■ **What to do**:
Please filter the listing below and copy out the lines that hold "feel".

-*-*-

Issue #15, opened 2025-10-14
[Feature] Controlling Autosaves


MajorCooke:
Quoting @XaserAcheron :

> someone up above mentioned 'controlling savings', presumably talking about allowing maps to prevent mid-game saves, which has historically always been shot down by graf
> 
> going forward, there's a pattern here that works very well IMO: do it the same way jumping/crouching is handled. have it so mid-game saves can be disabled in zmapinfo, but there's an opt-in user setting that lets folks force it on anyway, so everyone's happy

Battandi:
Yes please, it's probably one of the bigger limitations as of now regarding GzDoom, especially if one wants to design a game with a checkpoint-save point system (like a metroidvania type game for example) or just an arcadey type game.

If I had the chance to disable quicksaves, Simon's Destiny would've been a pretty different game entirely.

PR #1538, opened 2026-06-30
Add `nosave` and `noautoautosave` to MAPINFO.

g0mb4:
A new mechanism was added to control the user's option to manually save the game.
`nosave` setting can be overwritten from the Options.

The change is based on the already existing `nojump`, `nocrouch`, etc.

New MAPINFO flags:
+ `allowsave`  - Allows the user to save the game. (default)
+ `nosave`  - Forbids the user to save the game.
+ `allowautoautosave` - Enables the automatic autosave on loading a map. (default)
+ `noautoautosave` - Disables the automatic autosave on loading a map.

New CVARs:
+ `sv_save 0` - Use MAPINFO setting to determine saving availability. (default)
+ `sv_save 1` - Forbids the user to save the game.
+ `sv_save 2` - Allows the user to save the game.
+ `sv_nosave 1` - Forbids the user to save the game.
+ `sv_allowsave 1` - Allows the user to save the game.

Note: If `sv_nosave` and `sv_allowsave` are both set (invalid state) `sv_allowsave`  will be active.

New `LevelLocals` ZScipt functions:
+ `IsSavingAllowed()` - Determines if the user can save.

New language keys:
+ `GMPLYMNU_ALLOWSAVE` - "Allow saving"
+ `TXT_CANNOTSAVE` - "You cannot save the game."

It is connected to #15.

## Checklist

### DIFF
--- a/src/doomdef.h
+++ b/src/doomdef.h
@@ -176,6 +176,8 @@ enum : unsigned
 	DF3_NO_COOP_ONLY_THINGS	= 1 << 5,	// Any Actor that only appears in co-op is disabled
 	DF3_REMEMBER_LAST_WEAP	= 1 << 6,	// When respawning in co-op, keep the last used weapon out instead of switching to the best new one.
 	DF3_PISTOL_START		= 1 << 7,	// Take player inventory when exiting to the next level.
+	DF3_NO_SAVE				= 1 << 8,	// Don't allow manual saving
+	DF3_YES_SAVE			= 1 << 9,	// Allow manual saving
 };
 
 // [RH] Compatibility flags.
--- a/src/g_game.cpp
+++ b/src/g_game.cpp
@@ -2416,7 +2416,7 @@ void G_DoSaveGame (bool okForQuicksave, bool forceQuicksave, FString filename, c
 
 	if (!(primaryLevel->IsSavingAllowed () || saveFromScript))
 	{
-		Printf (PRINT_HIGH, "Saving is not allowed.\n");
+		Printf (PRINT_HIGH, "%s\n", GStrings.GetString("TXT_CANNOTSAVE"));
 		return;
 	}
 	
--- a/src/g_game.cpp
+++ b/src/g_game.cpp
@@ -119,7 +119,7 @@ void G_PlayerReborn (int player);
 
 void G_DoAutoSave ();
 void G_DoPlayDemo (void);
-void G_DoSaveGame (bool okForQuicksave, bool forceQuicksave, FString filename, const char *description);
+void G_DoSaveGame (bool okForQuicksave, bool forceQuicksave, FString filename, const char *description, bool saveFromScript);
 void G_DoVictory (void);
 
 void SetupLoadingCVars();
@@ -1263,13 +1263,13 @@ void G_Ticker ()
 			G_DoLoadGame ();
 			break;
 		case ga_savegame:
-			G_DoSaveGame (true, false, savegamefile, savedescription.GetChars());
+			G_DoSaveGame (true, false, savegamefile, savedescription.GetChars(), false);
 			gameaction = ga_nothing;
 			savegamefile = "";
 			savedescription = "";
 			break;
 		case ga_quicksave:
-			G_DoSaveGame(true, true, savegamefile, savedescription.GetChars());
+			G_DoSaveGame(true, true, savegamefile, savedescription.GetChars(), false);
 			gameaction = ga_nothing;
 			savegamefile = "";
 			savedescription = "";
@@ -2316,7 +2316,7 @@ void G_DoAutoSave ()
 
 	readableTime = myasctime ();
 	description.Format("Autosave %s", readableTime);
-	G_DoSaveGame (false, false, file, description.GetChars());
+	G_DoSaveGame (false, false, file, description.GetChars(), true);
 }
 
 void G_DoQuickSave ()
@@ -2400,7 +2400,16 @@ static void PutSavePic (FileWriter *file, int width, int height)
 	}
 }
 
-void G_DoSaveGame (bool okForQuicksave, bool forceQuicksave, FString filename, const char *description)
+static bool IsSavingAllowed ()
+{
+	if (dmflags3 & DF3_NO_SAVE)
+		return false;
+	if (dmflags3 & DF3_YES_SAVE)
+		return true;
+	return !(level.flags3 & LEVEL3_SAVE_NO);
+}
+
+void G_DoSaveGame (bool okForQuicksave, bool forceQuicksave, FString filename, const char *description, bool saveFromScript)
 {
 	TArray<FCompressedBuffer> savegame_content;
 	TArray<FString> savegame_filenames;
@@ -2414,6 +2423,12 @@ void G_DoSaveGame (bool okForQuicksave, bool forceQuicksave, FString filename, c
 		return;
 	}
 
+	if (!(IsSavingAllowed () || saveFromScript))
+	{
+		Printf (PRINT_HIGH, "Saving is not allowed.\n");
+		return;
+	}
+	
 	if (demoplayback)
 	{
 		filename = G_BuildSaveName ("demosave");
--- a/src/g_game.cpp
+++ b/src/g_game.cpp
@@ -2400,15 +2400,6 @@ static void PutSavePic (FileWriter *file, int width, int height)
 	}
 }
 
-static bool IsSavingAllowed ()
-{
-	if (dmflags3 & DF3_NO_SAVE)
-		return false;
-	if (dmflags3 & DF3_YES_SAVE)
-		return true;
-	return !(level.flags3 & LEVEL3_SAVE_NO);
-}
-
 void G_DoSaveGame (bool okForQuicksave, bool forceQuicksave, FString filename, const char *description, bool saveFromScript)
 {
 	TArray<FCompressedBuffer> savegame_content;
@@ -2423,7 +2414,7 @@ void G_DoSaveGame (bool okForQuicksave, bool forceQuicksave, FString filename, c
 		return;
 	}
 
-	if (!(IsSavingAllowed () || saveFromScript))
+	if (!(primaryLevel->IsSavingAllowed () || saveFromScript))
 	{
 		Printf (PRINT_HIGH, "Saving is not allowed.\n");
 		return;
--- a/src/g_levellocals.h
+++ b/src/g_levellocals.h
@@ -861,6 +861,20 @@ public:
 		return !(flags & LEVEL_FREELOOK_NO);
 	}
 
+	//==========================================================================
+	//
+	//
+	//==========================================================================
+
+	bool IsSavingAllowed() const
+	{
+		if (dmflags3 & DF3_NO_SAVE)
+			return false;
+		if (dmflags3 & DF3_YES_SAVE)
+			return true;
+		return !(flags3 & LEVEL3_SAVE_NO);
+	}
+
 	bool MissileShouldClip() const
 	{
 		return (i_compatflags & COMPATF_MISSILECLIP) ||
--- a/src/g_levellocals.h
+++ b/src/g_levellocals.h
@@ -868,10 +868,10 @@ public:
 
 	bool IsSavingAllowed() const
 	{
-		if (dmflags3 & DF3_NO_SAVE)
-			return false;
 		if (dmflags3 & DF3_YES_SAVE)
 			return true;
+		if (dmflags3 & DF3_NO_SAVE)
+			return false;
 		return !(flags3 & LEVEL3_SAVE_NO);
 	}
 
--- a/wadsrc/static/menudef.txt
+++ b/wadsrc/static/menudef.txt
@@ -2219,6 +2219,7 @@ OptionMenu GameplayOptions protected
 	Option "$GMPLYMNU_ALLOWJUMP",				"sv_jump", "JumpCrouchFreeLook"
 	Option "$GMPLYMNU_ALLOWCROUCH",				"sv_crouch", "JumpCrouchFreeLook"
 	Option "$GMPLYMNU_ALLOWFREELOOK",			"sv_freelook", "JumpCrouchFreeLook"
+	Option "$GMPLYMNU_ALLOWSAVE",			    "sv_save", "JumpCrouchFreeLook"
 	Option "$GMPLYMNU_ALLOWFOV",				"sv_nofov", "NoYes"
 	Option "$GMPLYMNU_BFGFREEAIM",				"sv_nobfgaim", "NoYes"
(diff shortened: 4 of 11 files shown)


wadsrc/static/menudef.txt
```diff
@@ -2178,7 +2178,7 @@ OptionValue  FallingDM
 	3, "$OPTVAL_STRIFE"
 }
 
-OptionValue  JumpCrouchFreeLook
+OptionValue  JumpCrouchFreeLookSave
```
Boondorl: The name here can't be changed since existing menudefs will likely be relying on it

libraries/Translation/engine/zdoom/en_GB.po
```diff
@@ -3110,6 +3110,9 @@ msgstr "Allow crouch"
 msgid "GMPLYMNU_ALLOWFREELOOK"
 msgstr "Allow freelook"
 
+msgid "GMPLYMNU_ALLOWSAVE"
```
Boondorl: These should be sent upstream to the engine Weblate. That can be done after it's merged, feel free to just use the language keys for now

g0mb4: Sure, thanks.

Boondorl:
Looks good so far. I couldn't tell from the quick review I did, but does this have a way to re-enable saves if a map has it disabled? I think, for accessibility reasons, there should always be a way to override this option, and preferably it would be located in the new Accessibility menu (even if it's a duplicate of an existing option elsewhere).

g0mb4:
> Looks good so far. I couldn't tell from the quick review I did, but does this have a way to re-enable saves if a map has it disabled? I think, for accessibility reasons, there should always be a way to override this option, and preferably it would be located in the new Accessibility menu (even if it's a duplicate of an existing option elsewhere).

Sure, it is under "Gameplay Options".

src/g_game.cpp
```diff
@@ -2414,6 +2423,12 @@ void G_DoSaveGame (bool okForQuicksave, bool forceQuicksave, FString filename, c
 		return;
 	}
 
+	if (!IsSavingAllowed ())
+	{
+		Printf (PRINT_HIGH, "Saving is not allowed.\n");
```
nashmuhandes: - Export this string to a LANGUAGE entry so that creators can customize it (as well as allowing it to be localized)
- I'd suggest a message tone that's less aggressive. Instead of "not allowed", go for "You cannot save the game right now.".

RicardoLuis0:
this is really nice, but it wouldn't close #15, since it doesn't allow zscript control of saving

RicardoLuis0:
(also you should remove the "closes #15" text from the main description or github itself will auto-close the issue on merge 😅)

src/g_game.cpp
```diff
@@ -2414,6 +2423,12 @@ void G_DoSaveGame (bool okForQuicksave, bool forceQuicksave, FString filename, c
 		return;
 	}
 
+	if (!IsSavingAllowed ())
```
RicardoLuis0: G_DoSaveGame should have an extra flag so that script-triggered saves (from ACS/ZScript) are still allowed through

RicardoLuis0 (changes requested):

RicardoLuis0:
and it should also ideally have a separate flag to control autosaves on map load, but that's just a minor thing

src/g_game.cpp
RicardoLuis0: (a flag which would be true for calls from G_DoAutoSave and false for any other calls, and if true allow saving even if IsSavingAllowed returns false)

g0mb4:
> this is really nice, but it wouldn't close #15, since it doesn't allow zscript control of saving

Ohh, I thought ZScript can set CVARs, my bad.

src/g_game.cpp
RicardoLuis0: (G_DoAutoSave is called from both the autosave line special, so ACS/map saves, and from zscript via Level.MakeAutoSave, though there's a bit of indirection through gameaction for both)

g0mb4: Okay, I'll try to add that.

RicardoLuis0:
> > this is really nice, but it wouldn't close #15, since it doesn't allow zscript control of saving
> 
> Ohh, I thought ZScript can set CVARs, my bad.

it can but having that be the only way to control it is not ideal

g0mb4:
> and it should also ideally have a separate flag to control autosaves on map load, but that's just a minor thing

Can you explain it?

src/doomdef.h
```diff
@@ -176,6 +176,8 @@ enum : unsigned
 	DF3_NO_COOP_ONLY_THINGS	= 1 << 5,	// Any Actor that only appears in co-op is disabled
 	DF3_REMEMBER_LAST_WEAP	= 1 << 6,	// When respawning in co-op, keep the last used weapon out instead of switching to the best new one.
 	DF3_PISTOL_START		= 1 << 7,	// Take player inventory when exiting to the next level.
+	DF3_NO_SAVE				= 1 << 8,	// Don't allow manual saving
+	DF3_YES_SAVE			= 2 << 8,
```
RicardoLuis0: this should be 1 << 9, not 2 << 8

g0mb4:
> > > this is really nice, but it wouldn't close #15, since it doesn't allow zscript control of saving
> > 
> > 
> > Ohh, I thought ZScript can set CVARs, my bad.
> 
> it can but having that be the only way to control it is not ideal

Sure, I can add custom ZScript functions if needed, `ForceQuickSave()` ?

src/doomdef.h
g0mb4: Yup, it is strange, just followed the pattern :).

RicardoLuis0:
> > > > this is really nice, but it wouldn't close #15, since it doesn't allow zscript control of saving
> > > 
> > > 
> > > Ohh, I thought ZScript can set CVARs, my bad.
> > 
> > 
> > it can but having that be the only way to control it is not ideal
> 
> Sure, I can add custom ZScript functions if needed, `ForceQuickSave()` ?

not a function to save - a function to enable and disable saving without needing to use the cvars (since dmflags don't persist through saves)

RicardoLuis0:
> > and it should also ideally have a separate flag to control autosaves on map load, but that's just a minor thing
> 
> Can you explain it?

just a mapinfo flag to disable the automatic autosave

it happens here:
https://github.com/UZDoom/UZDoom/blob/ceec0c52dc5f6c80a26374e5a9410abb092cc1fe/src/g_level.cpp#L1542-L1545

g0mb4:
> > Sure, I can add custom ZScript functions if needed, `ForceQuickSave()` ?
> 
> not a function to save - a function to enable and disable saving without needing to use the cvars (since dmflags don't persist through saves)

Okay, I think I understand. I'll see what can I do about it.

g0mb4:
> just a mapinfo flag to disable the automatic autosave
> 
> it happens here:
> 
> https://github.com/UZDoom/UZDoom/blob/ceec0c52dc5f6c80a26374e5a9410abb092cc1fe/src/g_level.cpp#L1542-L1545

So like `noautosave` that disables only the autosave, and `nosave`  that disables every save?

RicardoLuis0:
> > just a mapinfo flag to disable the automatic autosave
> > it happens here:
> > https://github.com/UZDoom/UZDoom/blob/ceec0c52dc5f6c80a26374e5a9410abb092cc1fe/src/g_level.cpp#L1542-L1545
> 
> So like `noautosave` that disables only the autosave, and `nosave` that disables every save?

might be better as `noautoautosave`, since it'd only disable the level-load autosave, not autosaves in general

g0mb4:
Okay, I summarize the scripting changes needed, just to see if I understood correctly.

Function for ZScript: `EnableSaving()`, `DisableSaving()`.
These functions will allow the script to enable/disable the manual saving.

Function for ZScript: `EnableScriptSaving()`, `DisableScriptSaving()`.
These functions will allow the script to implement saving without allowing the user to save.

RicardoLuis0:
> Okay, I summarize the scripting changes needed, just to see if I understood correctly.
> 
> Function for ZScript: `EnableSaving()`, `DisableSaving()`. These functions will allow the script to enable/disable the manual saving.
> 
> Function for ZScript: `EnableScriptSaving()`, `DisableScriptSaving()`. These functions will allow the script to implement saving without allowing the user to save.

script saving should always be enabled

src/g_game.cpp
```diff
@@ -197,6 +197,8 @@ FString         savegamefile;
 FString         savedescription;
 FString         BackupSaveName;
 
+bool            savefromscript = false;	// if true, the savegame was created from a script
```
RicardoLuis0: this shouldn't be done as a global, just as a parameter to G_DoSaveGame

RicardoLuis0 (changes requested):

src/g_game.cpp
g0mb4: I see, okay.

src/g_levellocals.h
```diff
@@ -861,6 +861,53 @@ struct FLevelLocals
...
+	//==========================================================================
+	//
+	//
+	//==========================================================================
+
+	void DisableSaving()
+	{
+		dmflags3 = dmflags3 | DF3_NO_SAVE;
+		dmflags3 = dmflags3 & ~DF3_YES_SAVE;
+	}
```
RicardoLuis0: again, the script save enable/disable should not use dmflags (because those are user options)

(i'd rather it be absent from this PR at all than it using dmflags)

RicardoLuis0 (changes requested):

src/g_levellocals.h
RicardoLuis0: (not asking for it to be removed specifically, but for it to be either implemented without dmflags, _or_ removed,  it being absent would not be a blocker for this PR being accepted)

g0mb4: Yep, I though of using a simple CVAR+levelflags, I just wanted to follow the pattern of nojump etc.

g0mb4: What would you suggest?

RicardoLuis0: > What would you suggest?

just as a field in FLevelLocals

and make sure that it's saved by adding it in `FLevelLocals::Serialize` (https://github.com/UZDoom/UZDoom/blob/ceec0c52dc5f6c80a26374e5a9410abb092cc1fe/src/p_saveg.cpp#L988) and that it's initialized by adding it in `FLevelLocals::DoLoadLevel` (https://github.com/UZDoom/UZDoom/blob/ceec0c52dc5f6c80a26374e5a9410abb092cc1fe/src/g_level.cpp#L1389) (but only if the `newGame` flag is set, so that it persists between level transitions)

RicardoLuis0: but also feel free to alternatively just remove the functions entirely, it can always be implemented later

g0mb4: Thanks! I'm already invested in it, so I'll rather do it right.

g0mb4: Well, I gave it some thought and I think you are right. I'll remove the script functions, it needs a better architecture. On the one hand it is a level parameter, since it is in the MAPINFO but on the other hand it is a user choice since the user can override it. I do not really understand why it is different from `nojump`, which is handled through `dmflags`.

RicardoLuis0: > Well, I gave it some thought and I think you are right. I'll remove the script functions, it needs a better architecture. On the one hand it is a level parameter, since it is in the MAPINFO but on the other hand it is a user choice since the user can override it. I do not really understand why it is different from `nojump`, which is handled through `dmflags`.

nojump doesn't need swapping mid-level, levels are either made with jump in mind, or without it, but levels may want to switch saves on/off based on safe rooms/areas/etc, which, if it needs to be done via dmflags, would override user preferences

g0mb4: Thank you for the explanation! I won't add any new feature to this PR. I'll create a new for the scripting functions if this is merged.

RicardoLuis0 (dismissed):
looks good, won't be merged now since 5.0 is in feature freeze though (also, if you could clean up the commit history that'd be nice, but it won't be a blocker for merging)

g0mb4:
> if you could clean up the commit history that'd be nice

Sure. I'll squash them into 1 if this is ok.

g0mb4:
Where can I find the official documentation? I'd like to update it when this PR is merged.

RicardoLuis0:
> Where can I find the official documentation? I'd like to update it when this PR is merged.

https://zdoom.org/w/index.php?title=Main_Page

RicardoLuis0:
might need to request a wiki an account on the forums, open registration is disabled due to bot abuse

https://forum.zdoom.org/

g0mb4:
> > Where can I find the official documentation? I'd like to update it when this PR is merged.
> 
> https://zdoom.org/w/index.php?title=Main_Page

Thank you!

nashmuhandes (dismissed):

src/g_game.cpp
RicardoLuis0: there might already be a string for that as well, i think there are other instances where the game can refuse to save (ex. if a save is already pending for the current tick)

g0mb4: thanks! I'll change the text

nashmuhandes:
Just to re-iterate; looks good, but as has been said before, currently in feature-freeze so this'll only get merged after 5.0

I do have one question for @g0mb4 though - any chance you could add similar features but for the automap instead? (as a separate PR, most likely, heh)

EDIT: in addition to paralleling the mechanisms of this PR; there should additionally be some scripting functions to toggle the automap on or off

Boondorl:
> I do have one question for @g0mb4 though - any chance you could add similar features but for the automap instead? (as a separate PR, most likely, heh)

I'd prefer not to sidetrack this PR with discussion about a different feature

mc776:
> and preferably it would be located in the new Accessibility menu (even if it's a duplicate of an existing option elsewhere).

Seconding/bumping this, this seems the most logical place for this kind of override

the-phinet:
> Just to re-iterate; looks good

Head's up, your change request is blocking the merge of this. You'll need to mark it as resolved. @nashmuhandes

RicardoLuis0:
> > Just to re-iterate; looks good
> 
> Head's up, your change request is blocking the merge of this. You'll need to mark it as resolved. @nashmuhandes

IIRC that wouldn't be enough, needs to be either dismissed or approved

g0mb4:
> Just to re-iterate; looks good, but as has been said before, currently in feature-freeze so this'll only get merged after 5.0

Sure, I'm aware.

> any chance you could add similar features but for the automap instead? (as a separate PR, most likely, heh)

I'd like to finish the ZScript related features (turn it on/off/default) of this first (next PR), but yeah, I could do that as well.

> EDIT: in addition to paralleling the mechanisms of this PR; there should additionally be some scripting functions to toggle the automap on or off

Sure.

-*-*-

■ **Task answer**:
Boondorl: These should be sent upstream to the engine Weblate. That can be done after it's merged, feel free to just use the language keys for now
RicardoLuis0: but also feel free to alternatively just remove the functions entirely, it can always be implemented later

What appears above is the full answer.